## THE PROBLEM
Using the data below, gather each line that includes the word "Object".

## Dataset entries
◆ ◆ ◆ ◆ ◆

PR #2439, opened 2016-02-29
MULE-9405 NullPointerException when setting a context-property with a…

gsfernandes:
… null value on org.mule.module.xml.transformer.XsltTransformer

### DIFF
--- a/modules/xml/src/main/java/org/mule/module/xml/transformer/XsltTransformer.java
+++ b/modules/xml/src/main/java/org/mule/module/xml/transformer/XsltTransformer.java
@@ -6,6 +6,7 @@
  */
 package org.mule.module.xml.transformer;
 
+import org.mule.api.DefaultMuleException;
 import org.mule.api.MuleMessage;
 import org.mule.api.lifecycle.InitialisationException;
 import org.mule.api.transformer.Transformer;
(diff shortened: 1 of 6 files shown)


modules/xml/src/main/java/org/mule/module/xml/transformer/XsltTransformer.java
```diff
@@ -230,7 +230,15 @@ protected void doTransform(MuleMessage message, String outputEncoding, Source so
                 for (Entry<String, Object> parameter : contextProperties.entrySet())
                 {
                     String key = parameter.getKey();
-                    transformer.setParameter(key, evaluateTransformParameter(key, parameter.getValue(), message));
+                    Object value = evaluateTransformParameter(key, parameter.getValue(), message);
+                    if(value != null)
```
marianogonzalez: code format

modules/xml/src/main/java/org/mule/module/xml/transformer/XsltTransformer.java
```diff
@@ -230,7 +230,15 @@ protected void doTransform(MuleMessage message, String outputEncoding, Source so
...
+                    {
+                        transformer.setParameter(key, value);
+                    }
+                    else
+                    {
+                        logger.debug("Value for context-property with key: " + key + " is null");
```
marianogonzalez: I would rather throw a DefaultMuleException or MuleRuntimeException...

◆ ◆ ◆ ◆ ◆

## RESULT OF THIS EXERCISE
                 for (Entry<String, Object> parameter : contextProperties.entrySet())
+                    Object value = evaluateTransformParameter(key, parameter.getValue(), message);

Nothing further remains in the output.